7. 中野駅(群馬県・わたらせ渓谷鐵道)

のどかな山里の斜面に張り付くように存在する、簡素極まる無人駅 花輪駅と小中駅の間に位置し、周囲の静かな山村の風景に溶け込むように佇んでいます。ホームは列車の長さギリギリの非常に短いもので、簡素な上屋があるのみ。観光列車が通過していく静かな昼下がり、風に揺れる木々の音だけが周囲を満たす、これといった主張をしない佇まいそのものが贅沢に感じられる駅です。

8. 滝駅(栃木県・烏山線)

駅のすぐ目の前に轟く広大な名瀑、「龍門の滝」の息吹を感じる駅 完全に孤立した無人地帯ではありませんが、駅から歩いてすぐの場所に、江川にかかる幅65メートル・落差20メートルの壮大な「龍門の滝」があることで有名です。
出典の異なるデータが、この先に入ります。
Issue #149, opened 2026-08-07
Decide whether to support the logout_hint parameter


leodip:
OpenID Connect RP-Initiated Logout 1.0 defines `logout_hint`:

> "OPTIONAL. Hint to the Authorization Server about the End-User that is logging out. The value and meaning of this parameter is left up to the OP's discretion."

Goiabada does not read it. Nothing is broken by that, and the parameter is OPTIONAL with OP-defined semantics, so this is a product question rather than a defect: is there a use for it here?

The plausible use is the one the spec has in mind, telling the OP which End-User is logging out when no `id_token_hint` is available, so a multi-account session could preselect the right account. Goiabada has no multi-account browser session today, which is most of the argument for closing this.

Raised while working on #109, which fixes RP-initiated logout conformance defects and deliberately does not add optional parameters.

**Decide:** either define what `logout_hint` means for Goiabada and implement it, or close this as "won't do" so the question is settled and does not come back in the next conformance review.

Issue #148, opened 2026-08-07
Refactor: /api/v1/account/logout-request resolves the client by scanning every client


leodip:
`HandleAPIAccountLogoutRequestPost` in `src/authserver/internal/handlers/apihandlers/handler_api_account_logout.go` resolves the client by brute force when the request omits `clientIdentifier`:

```go
clients, err := database.GetAllClients(nil)
...
for i := range clients {
    c := &clients[i]
    if derr := database.ClientLoadRedirectURIs(nil, c); derr != nil { ... }
    for _, uri := range c.RedirectURIs {
        if uri.URI == postLogout { matches = append(matches, c); break }
    }
}
```

That is one `GetAllClients` plus one `ClientLoadRedirectURIs` **per client**, on every call, and it runs before the session and ownership checks below it. On a deployment with a few hundred clients this is a few hundred queries to answer a question a single indexed lookup against `redirect_uris` answers directly.

Found while working on #109 and left alone there, since that issue rewrites `/auth/logout` rather than this endpoint's client resolution.

**Fix:** resolve the client with one query joining `redirect_uris` on the supplied URI. Keep the existing "exactly one match, otherwise ask the caller for `clientIdentifier`" semantics: ambiguity is a real case, because two clients may register the same redirect URI, and the current error message for that case is good. Moving the resolution after the cheap validation above it would also avoid the work entirely on rejected requests.

Issue #147, opened 2026-08-07
Register post-logout redirect URIs separately from login redirect URIs


leodip:
`post_logout_redirect_uri` is validated against `client.RedirectURIs`, the OAuth **login** redirect URIs, because no separate list exists. `validateClientAndRedirectURI` in `src/authserver/internal/handlers/handler_account_logout.go` loops over exactly that set.

This conforms. OpenID Connect RP-Initiated Logout 1.0 says the value "MUST have been previously registered with the OP, either using the `post_logout_redirect_uris` Registration parameter **or via other mechanisms**", and the comparison is already exact, which also satisfies RFC 9700 section 2.1. So this is not a compliance defect.

The cost runs in one direction only, and that direction is the problem.

**Harmless direction.** Every login redirect URI automatically becomes a valid logout target. That is somewhere the server already delivers an authorization code, and the logout redirect carries only `state`, so nothing is widened.

**The direction that costs something.** To register a logout landing page, an operator must add it to `redirect_uris`. That makes the landing page a valid **authorization-code delivery endpoint**. A plain "you have been signed out" page, which may log its query string, be served statically, or simply lack the real callback's protections, becomes somewhere a code can be sent. The operator has no way to register the one capability without the other.

**Related gap.** `/connect/register` silently drops `post_logout_redirect_uris`; `grep -n "post_logout\|PostLogout" src/authserver/internal/handlers/handler_dynamic_client_registration.go` returns nothing. A client self-registering per OpenID Connect Dynamic Client Registration has the metadata ignored, and then finds its logout target rejected unless the same URI also happens to be a login redirect URI.

**Scope.** Found while working on #109, and deliberately excluded there: this needs a migration across all four engines, a data layer with its engine wrappers and regenerated mocks, an admin console UI, DCR handling, API request and response shapes, and data tests on four engines. That is larger than everything #109 does put together, and #109 otherwise needs no migration.

**Fix:** add a `post_logout_redirect_uris` list to clients, prefer it when validating `post_logout_redirect_uri`, and fall back to `redirect_uris` when it is empty so existing deployments keep working. Accept the metadata at `/connect/register`.

Issue #146, opened 2026-08-07
Bug: redirToClientWithError emits two state parameters when the redirect URI already carries one


leodip:
`redirToClientWithError` in `src/authserver/internal/handlers/handler_authorize.go` seeds its query from the registered redirect URI and then appends `state` with `values.Add`:

```go
values := redirUrl.Query()
values.Add("error", code)
values.Add("error_description", description)
if len(strings.TrimSpace(state)) > 0 {
    values.Add("state", state)
}
redirUrl.RawQuery = values.Encode()
```

When the registered `redirect_uri` already contains a `state` parameter, the RP receives **two**. Which one it reads depends on its own query parser: Go's `Query().Get` and most frameworks take the first, which is the registered value rather than the one the client sent, so the client's CSRF check compares against something it never generated.

Verified by running both constructions over the same input. With a registered URI of `https://app.example.com/cb?state=fixed` and a supplied state of `abc`:

- `Add` produces `?state=fixed&state=abc`, parsed as `["fixed" "abc"]`
- `Set` produces `?state=abc`, parsed as `["abc"]`

Two smaller issues in the same block: `TrimSpace` is used to decide whether to emit `state`, so a whitespace-only state is silently dropped, and `state` is an opaque value the authorization server has no licence to alter. The fragment branch above has the same shape.

The identical defect was found in the RP-initiated logout redirect while working on #109 and is fixed there by switching to `Set` and by extracting `state` presence-aware rather than as a bare string. This call site was deliberately left alone, because it is a different flow with a different error surface and #109's scope is the logout endpoint.

**Fix:** use `values.Set("state", state)` in both the query and fragment branches, stop trimming the value, and decide emission on whether the parameter was present rather than whether it is non-empty. Add a test case with a registered redirect URI that already carries `state=`.

PR #150, opened 2026-08-07
fix(authserver): make RP-initiated logout conform to OpenID Connect RP-Initiated Logout 1.0

### LINKED ISSUE #109: RP-Initiated Logout: post_logout_redirect_uri wrongly required, unencoded state, and non-standard sid in the redirect

leodip:
Closes #109.

`/auth/logout` implements OpenID Connect RP-Initiated Logout 1.0 and nothing else. Three defects the
issue reports, plus four more found while verifying it, are fixed here. The headline one is that the
most common conforming request failed closed in the worst possible way: a `GET /auth/logout` with a
valid `id_token_hint` and no `post_logout_redirect_uri` rendered an error page **and left the user
signed in**, because both the database teardown and the cookie wipe sat after that early return.
`post_logout_redirect_uri` is OPTIONAL in the spec.

## What changed

**One rule replaced seven special cases.** `doLogoutWithIdToken` and the no-hint half of
`HandleAccountLogoutPost` collapsed into a single pipeline that both HTTP methods enter, with four
independent stages: classify the hint, decide whether to ask the End-User, resolve the redirect
target, tear down and respond.

The property that fixes the reported defect and its six siblings at once, and the one to check first
when reviewing: **the teardown reads nothing the redirect resolution produced.** Hint validity decides
whether the End-User is asked. Redirect-target validity decides only whether a redirect happens.
Neither decides whether the logout happens, which always does.

| Request | Response |
|---|---|
| Valid hint matching the current session | tear down, then redirect if the target validates, else the signed-out page |
| No hint, or a hint that cannot be confirmed | consent page; on the confirming POST tear down, then redirect if `client_id` validates the target, else the signed-out page |
| Any redirect target that cannot be validated | tear down anyway, then the signed-out page, never a redirect |

**The hint gets three states, not two: confirmed, absent, and supplied-but-rejected.** Collapsing
"rejected" into "absent" is what let a detected `client_id`/`aud` mismatch go on to authorize a
redirect, which section 4 of the spec forbids twice over: information that failed to validate MUST NOT
be used, and on detecting an error the OP MUST NOT perform post-logout redirection. A rejected hint now
permits consent and teardown and forbids any redirect, whatever `client_id` says.

**`state` is built with `url.Values` instead of string concatenation.** All four failure modes were
reproduced before being fixed: a base64 `state` had its `+` decoded to a space, breaking the RP's CSRF
check; a `#` truncated the value into a fragment; an `&` injected arbitrary parameters; and a
registered URI with its own query was corrupted to `lang=en?sid=...`. `state` now round-trips byte for
byte, is not trimmed (the spec calls it opaque), and arrives exactly once even when the registered URI
already carried one. An RP that sent `state=` gets `state=` back and one that sent nothing gets none,
which needed a presence-aware parameter lookup, since the existing helper returns `""` for both.

**The non-standard `sid` is gone from the redirect.** RP-Initiated Logout defines exactly one parameter
on the way back, `state`. `sid` belongs to Front-Channel Logout: a different endpoint, the opposite
direction, and a spec that requires `iss` alongside it. Nothing consumed it, and it was an identifier
disclosure into the RP's URL bar, history and access logs. Nothing replaces it.

**A hintless logout now actually ends the session.** It used to clear the cookie and redirect without
touching the database, so session-bound refresh tokens kept working and the row was orphaned from a
browser that could no longer reach it. Every confirmation of the consent page takes that branch. It now
loads the session by the cookie's identifier and deletes it, emitting `AuditDeletedUserSession` beside
the existing `AuditLogout`. Offline grants survive, which is OIDC Core section 11's reading and what
#129 adopted.

**A hint naming a different session no longer returns HTTP 500.** The spec says to ask the End-User
when the supplied ID Token does not belong to the current session, so it renders the consent page.
Reachable with no attacker: sign in, the RP holds an ID token, the session is replaced, the RP
initiates logout with the older one.

**An expired hint is accepted while its session lives.** The spec: the OP SHOULD accept ID Tokens whose
`aud` or `sid` has a current or recent session "even when the `exp` time has passed". The admin console
mints a 60-second hint, so an admin who paused on the way through failed logout. Parsing now runs with
the library's claims validation off and every claim is checked by hand, because the library's `false`
branch disables **all** claims checking rather than just `exp`. A past `exp` is tolerated only when the
`sid` resolves to a live session row.

**`POST /auth/logout` works cross-site, when and only when it carries an `id_token_hint`.** The spec is
a MUST: "OpenID Providers MUST support the use of the HTTP GET and POST methods defined in RFC 7231".
`/auth/logout` was absent from the CSRF exempt paths, so gorilla/csrf refused every cross-origin POST
and the binding was unreachable for the RPs it exists for. The exemption is a predicate over the
request rather than a path entry: POST only, and only on hint **presence**, since middleware cannot
judge validity.

A hintless POST keeps full CSRF protection, and that is what makes the exemption safe: a hintless POST
is exactly what the consent screen submits, so a cross-site one with a garbage hint gets the consent
page rather than a teardown. The consent form drops the hint, so confirming it is always hintless and
always CSRF-checked. A skipped POST with a rejected hint is answered `303 See Other` to
`GET /auth/logout`, carrying `post_logout_redirect_uri`, `state` and `ui_locales` and dropping
`id_token_hint` and `client_id`, because a CSRF-skipped response carries no token and its own consent
page would otherwise be unsubmittable.

**Ten logout error codes and `renderAuthError` are deleted**, 40 deletions across four files each. The
diagnostics rendered to the End-User, for whom "the `id_token_hint` parameter is invalid" is noise; the
reason belongs in the server log, and the four sites that lacked one gained it. A new `logged_out.html`
replaces them as the terminal page, with one optional note when a redirect target was supplied and not
honoured. It also replaces the old redirect to the auth server's base URL, which bounced a logged-out
RP user onto an admin sign-in page they had no reason to see.

## What did not change, deliberately

**Per-client teardown on the hinted path.** #129 decided grants survive logout and gave the reason: a
user logging out of one client would silently break the other clients still on that session. Its two
integration tests pass unedited, which was the check that the change had not exceeded its scope.
Client-scoped revocation is #135.

**The cookie wipe stays whole-session** while the database teardown stays per-client. The asymmetry is
real and recorded in a code comment: the RP asked the OP to log the End-User out, and that is the OP
session.

**`client_id` never scopes a teardown.** It is unauthenticated, so a caller could name any client. It
is trusted for exactly one thing, deciding whether a supplied URI is registered to the client it names,
which is self-limiting because the URI must already be in that client's set. Only a confirmed hint,
whose `aud` is signed, scopes the per-client teardown.

## Stages

| Stage | Commit | What landed |
|---|---|---|
| 1 | `a4a586d` | the post-logout redirect builder and the presence-aware parameter lookup |
| 2 | `7a6c039` | the hintless path end to end: real teardown, the signed-out page, 10 error codes deleted |
| 3 | `ad43d76` | hint classification into confirmed, absent and rejected |
| 4 | `6a0f47d` | the hinted pipeline, collapsing both bindings into one |
| 5 | `3972dc4` | the conditional CSRF exemption |

## Tests

Full suite green on all four engines: **9308 passing, zero failures**, 10m11s.

| Tier | Engines | Result |
|---|---|---|
| unit | n/a | 2800 pass |
| data | mysql, postgres, mssql, sqlite | 1564 pass |
| integration | mysql, postgres, mssql, sqlite | 4852 pass |

No migration and no new `Database` method: the teardown uses `GetUserSessionBySessionIdentifier` and
`DeleteUserSession`, and `user_session_clients` already cascades in all four engines.

Coverage sits at four seams. The redirect builder owns the encoding table exhaustively, including
`state` containing `+`, `/`, `=`, `#` and `&`, absent versus empty versus whitespace-only, and a
registered URI that already carries its own `state`. Hint classification owns one case per rejection
reason, each differing from the confirmed case in exactly one field, 34 rows. The two handlers own the
method-by-hint-state-by-target table. `shouldSkipCsrf` owns the exemption, including that a handler
downstream still reads the body after the middleware parsed it looking for the hint. Integration owns
only what mocks cannot show: a real `Location` header, a real cross-origin POST, the row actually gone,
and an offline grant still refreshing afterwards.

Mutation testing found a defect in this change's own tests, which is the most useful thing the run
produced. The cross-origin confirmed-hint case asserted a teardown happened, and passed under a
mutation that broke the feature, because a hintless POST tears the whole session down too. It now
requires the `302` that only a confirmed hint can authorize. A later round found the same shape again:
every cross-origin case ran with a session cookie a real browser would withhold under `SameSite=Lax`,
so a case was added with no cookie at all, where the signed hint is the request's only authority.

## Notes for review

Two **deferred decisions** are in [a comment below](https://github.com/leodip/goiabada/pull/150#issuecomment-5223581795):
whether the registered URI's query is preserved byte for byte or canonicalised, and whether the
consent page's integration coverage should drive a real browser. Both are cheap to reverse and both
name what reversing costs.

Three **drafted follow-ups** are in [a second comment](https://github.com/leodip/goiabada/pull/150#issuecomment-5223585941),
each with the `gh issue create` command that files it: a client/resource identifier namespace collision
that makes an access token indistinguishable from an ID token to audience validation (hardening, since
the one live instance is closed here), the consent page's No button submitting without JavaScript, and
the CSS build harvesting class names from the whole Go module. #146, #147, #148 and #149 were filed
during the run.

One decision was escalated and answered here: how a CSRF-skipped POST reaches a submittable consent
page, answered `A`, the `303`.

### DIFF
--- a/site/src/content/docs/concepts/user-sessions.mdx
+++ b/site/src/content/docs/concepts/user-sessions.mdx
@@ -73,7 +73,7 @@ Nor can a sign-in that had already reached the consent screen. Goiabada checks t
 
 An application renewing quietly in the background with [`prompt=none`](/concepts/prompt-parameter/) hits the same check and is told rather than shown: it gets a `login_required` error back, never a login page, so it can decide when to ask the person to sign in again.
 
-Logging out is not the same thing. It is navigation rather than a security decision, so it leaves refresh tokens alone.
+Logging out is not the same thing. It revokes nothing: no refresh token is marked revoked and no authorization code is touched. It can still end the session itself, and a normal refresh token stops working once the session behind it is gone. Offline refresh tokens are not tied to a session and keep working either way. See [/auth/logout](/integration/endpoints/) for which logout requests end the whole session.
 
 Each termination writes two entries to the [audit log](/concepts/audit-log/): `terminated_user_session`, recording what was revoked, and `deleted_user_session`, the lifecycle record beside it. Count `terminated_user_session` if you want to know how many sessions were ended.
 
--- a/site/src/content/docs/integration/endpoints.mdx
+++ b/site/src/content/docs/integration/endpoints.mdx
@@ -366,6 +366,24 @@ You can still be redirected back to your application on this path, by sending `p
 Sending `post_logout_redirect_uri` with neither `id_token_hint` nor `client_id` never redirects. The spec requires the OP to confirm the legitimacy of the redirection target first, and with neither parameter there is nothing to confirm it against.
 </Aside>
 
+### Choosing GET or POST
+
+Both bindings accept the same parameter names. Send them where the method puts them: in the query string on a GET, and in an `application/x-www-form-urlencoded` body on a POST. A GET's body is never read, so a parameter sent only there is ignored.
+
+A POST reads the query string as well as its body, so send each parameter once. Which copy wins when the same one arrives in both places is not worth relying on.
+
+What differs between the two methods is not the parameters but whether the request is accepted at all, which is what the rest of this section is about.
+
+POST is worth using when you have an `id_token_hint`, because it keeps the ID token out of the browser's address bar, its history and the referrer headers it sends on to other sites. A self-submitting form from your own page is the usual way to do it, and that form is a cross-site request: it comes from your origin and posts to Goiabada's.
+
+**A cross-site POST needs an `id_token_hint`.** Without one Goiabada answers `403 Forbidden`, because a POST with no hint is exactly what the logout consent screen submits, and treating an arbitrary site's request as a user's confirmation would let any page sign your users out. With a hint the request is accepted and evaluated on the hint's merits: a hint Goiabada can confirm logs the user straight out, and one it cannot is answered with a `303 See Other` back to `GET /auth/logout`, which is where the consent screen comes from. Follow the redirect and the user is asked to confirm, as they would have been on a GET.
+
+That `303` carries your `post_logout_redirect_uri`, `state` and `ui_locales` onward, and deliberately drops `id_token_hint` and `client_id`. Dropping `client_id` is why a hint that fails validation earns no redirect even when a valid `client_id` was sent beside it.
+
+<Aside>
+This is the only reason to think about the method at all. A GET is never refused, so if you are sending users to `/auth/logout` with a link or a browser redirect, nothing here applies to you.
+</Aside>
+
 ### RP-initiated logout (with parameters)
 
 For proper logout with redirection back to your application, use either GET or POST with the following parameters:
@@ -402,7 +420,7 @@ For proper logout with redirection back to your application, use either GET or P
     <tr>
       <td style="white-space: nowrap;"><code>ui_locales</code></td>
       <td>No</td>
-      <td>Space-separated list of preferred locales for the pages this endpoint renders, such as <code>pt-BR en</code>. Read from the query string or the form body.</td>
+      <td>Space-separated list of preferred locales for the pages this endpoint renders, such as <code>pt-BR en</code>. Read from the query string, and on a POST from the form body as well.</td>
     </tr>
   </tbody>
 </table>
--- a/site/src/content/docs/integration/endpoints.mdx
+++ b/site/src/content/docs/integration/endpoints.mdx
@@ -349,10 +349,22 @@ The response body contains error details:
 
 This endpoint enables the client application to initiate a logout. This implementation aligns with the [OpenID Connect RP-Initiated Logout 1.0 protocol](https://openid.net/specs/openid-connect-rpinitiated-1_0.html).
 
-### Basic logout (no parameters)
+### Logout without an id_token_hint
 
-- **GET /auth/logout** - Displays a logout consent screen, prompting the user to confirm their intention to log out. No redirection occurs.
-- **POST /auth/logout** - Immediately logs out the user and redirects to the auth server base URL.
+`id_token_hint` is recommended but not required. Without one, Goiabada cannot tell which client is asking, so it asks the user instead:
+
+- **GET /auth/logout** - Displays a logout consent screen, prompting the user to confirm their intention to log out.
+- **POST /auth/logout** - What that screen submits. The user is logged out: the session record is deleted and the session cookie is cleared.
+
+Once the user confirms, they land on a page telling them they have been logged out.
+
+Ending the session reaches the tokens that depend on it, and no further. A normal refresh token from that session stops working, because there is no session behind it any more. Offline refresh tokens are not tied to a browser session and keep working. Access tokens that were already issued stay cryptographically valid: Goiabada's own endpoints, `/userinfo` and the account and admin APIs, reject one whose session is gone on the very next request, but a third-party resource server validating a token by signature alone cannot see that the session ended and keeps accepting it until it expires.
+
+You can still be redirected back to your application on this path, by sending `post_logout_redirect_uri` together with `client_id`. The URI must exactly match one registered for that client, and only `state` is added to it. Your `state` comes back byte for byte, including any `+`, `/`, `=`, `#` or `&`; sending it empty gives you back an empty `state`, and not sending it gives you no `state` at all. If the URI cannot be validated, because `client_id` is missing or unknown, or because the URI is not registered for that client, the user is **still logged out** and lands on the logged-out page with a short note saying we could not return them to the application.
+
+<Aside>
+Sending `post_logout_redirect_uri` with neither `id_token_hint` nor `client_id` never redirects. The spec requires the OP to confirm the legitimacy of the redirection target first, and with neither parameter there is nothing to confirm it against.
+</Aside>
 
 ### RP-initiated logout (with parameters)
 
@@ -369,28 +381,33 @@ For proper logout with redirection back to your application, use either GET or P
   <tbody>
     <tr>
       <td style="white-space: nowrap;"><code>id_token_hint</code></td>
-      <td>Yes</td>
-      <td>The previously issued ID token (can be encrypted or unencrypted).</td>
+      <td>Recommended</td>
+      <td>The previously issued ID token (can be encrypted or unencrypted). Send it when you have it: it identifies the client and session, so the user is not asked to confirm. Without it, the logout still happens, after the consent screen.</td>
     </tr>
     <tr>
       <td style="white-space: nowrap;"><code>post_logout_redirect_uri</code></td>
-      <td>Yes</td>
-      <td>A redirect URI that must be pre-registered with the client.</td>
+      <td>Conditional</td>
+      <td>A redirect URI that must be pre-registered with the client. Required when you send an <code>id_token_hint</code>. Without a hint it is optional: leave it out and the user is logged out and lands on the logged-out page.</td>
     </tr>
     <tr>
       <td style="white-space: nowrap;"><code>client_id</code></td>
       <td>Conditional</td>
-      <td>Required only if <code>id_token_hint</code> is encrypted with the client secret.</td>
+      <td>Required if <code>id_token_hint</code> is encrypted with the client secret, to select whose secret derives the key. Also required to authorize <code>post_logout_redirect_uri</code> when you send no <code>id_token_hint</code>.</td>
     </tr>
     <tr>
       <td style="white-space: nowrap;"><code>state</code></td>
       <td>No</td>
       <td>Any arbitrary string that will be echoed back in the redirect.</td>
     </tr>
+    <tr>
+      <td style="white-space: nowrap;"><code>ui_locales</code></td>
+      <td>No</td>
+      <td>Space-separated list of preferred locales for the pages this endpoint renders, such as <code>pt-BR en</code>. Read from the query string or the form body.</td>
+    </tr>
   </tbody>
 </table>
 
-### Response
+### Response (with an id_token_hint)
 
 After successful logout, the user is redirected to the `post_logout_redirect_uri` with the following query parameters:
 
--- a/site/src/content/docs/integration/endpoints.mdx
+++ b/site/src/content/docs/integration/endpoints.mdx
@@ -386,8 +386,8 @@ For proper logout with redirection back to your application, use either GET or P
     </tr>
     <tr>
       <td style="white-space: nowrap;"><code>post_logout_redirect_uri</code></td>
-      <td>Conditional</td>
-      <td>A redirect URI that must be pre-registered with the client. Required when you send an <code>id_token_hint</code>. Without a hint it is optional: leave it out and the user is logged out and lands on the logged-out page.</td>
+      <td>No</td>
+      <td>A redirect URI that must be pre-registered with the client. Optional in every case: leave it out and the user is logged out and lands on the logged-out page.</td>
     </tr>
     <tr>
       <td style="white-space: nowrap;"><code>client_id</code></td>
@@ -407,14 +407,27 @@ For proper logout with redirection back to your application, use either GET or P
   </tbody>
 </table>
 
-### Response (with an id_token_hint)
+### Response
 
-After successful logout, the user is redirected to the `post_logout_redirect_uri` with the following query parameters:
+When a `post_logout_redirect_uri` is supplied and can be validated, the user is redirected to it after the logout. Exactly one parameter is added:
 
-- `sid` - The session identifier from the ID token
-- `state` - The state parameter if provided in the request
+- `state` - only if you sent one, and byte for byte what you sent
 
-Example redirect: `https://your-app.com/logged-out?sid=abc123&state=xyz`
+Anything the registered URI already carried in its own query is preserved.
+
+Example redirect: `https://your-app.com/logged-out?state=xyz`
+
+With no `post_logout_redirect_uri`, or when the URI cannot be validated, the user lands on Goiabada's logged-out page instead. Either way the logout has already happened.
+
+### When the id_token_hint cannot be used
+
+Goiabada checks the hint's signature, issuer, audience, session and expiry, and that `client_id` matches the audience when you send both. If any of those fail, the request is not an error: the user sees the logout consent screen, and once they confirm, they are logged out.
+
+A hint that fails these checks earns no redirect, even if you also sent `client_id` and a registered `post_logout_redirect_uri`. The user is logged out and lands on the logged-out page with the note. Send a hint you can vouch for, or send none at all and let `client_id` authorize the redirect.
+
+<Aside>
+An **expired** `id_token_hint` is still accepted, as long as the session it names is still alive. This is deliberate, and the spec recommends it: hints are short lived, and a user who pauses between receiving one and following it should not have their logout fail. A hint whose session has already ended is treated as one that cannot be confirmed.
+</Aside>
 
 ### Encrypting the ID token hint
 
--- a/src/authserver/internal/handlers/handler_account_logout.go
+++ b/src/authserver/internal/handlers/handler_account_logout.go
@@ -3,6 +3,7 @@ package handlers
 import (
 	"log/slog"
 	"net/http"
+	"net/url"
 	"strings"
 
 	"github.com/gorilla/csrf"
@@ -351,4 +352,84 @@ func doLogoutWithIdToken(
 		logoutUri += "&state=" + state
 	}
 	http.Redirect(w, r, logoutUri, http.StatusFound)
+}
+
+// buildPostLogoutRedirect returns the Location value for a post-logout redirect: the
+// registered URI with the RP's state written into its query, properly escaped. Building
+// it by string concatenation instead is what let a state containing "+", "/", "=", "#"
+// or "&" reach the RP altered or truncated, and let a registered URI that already
+// carried a query gain a second "?" (#109).
+//
+// The registered query is copied field by field, verbatim and in order, empty fields
+// included, and only the RP's state is encoded. Decoding it into url.Values and
+// re-encoding it, which is what
+// redirToClientWithError does in handler_authorize.go, does not round-trip: url.Query
+// discards the error from url.ParseQuery, so a field separated by a literal semicolon
+// ("?lang=en;mode=dark") is deleted outright and the caller never learns; Encode sorts
+// by key, so a query whose order the RP signs over comes back reordered; a valueless
+// field ("?flag") gains an "="; and percent-escapes are normalised ("%7E" to "~"). The
+// registered URI is an operator-registered target that was just matched exactly, so
+// altering its query sends the RP somewhere it did not register. None of those shapes is
+// rejected at registration: validateRedirectURI's excluded-character set is
+// "<>\"{}|\\^` " and admits a semicolon.
+//
+// Copying registered bytes into a Location header is safe here because url.Parse above
+// rejects CR, LF and NUL outright ("net/url: invalid control character in URL"), so a
+// registered URI that reaches this point cannot carry a header-splitting byte. The RP's
+// state is attacker-influenced and is escaped, never copied.
+//
+// Three further properties, each load-bearing, so changing one back is a behaviour
+// change rather than a tidy-up:
+//
+//   - Exactly one state reaches the RP. Every registered field whose decoded name is
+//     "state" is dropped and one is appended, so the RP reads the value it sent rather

列車を降りると、すでに遠くから滝の轟音が響いてきます。のどかな田園地帯を走る烏山線ののんびりとした空気と、ダイナミックな自然の対比を同時に味わえる大人の散策にぴったりの駅です。

9. 盛金駅(茨城県・水郡線)

奥久慈の豊かな自然と久慈川の流れに抱かれた、静寂の里山駅 茨城県常陸大宮市の北部、奥久慈と呼ばれる山深いエリアに位置する水郡線の駅です。駅の近くには鮎釣りで有名な久慈川がゆったりと流れており、周囲ののどかな山々と田園風景が美しい調和を見せています。懐かしいディーゼルカーがエンジン音を響かせて走り去ったあとの深い静寂は、日々の忙しさを忘れさせてくれます。

10. 中根駅(茨城県・ひたちなか海浜鉄道湊線)

都会の喧騒から隔絶された、一面の広大な田園地帯にぽつんと浮かぶ駅 水戸駅からほど近い勝田駅からローカル線に揺られ数分、突如として視界が開け、見渡す限りの広大な水田地帯の真ん中に現れる駅です。駅周辺には遮るものがなく、初夏には青々とした稲穂、秋には黄金色の絨毯が広がります。まるで日本の原風景を切り取ったかのような絵画的な美しさがあり、懐かしい風に吹かれながら佇むのにふさわしい海の近くの隠れ駅です。

北関東の秘境駅巡りのポイント 上越線の国境区間や吾妻線の末端、野岩鉄道などは列車の本数が非常に限られているため、綿密な計画が必要です。車やレンタカーで近くの観光地(水上温泉や四万十、那須など)を巡りつつ、駅にアプローチして一駅だけ往復するような、時間と体力にゆとりを持たせた「大人のハイブリッド旅」が非常によく馴染みます。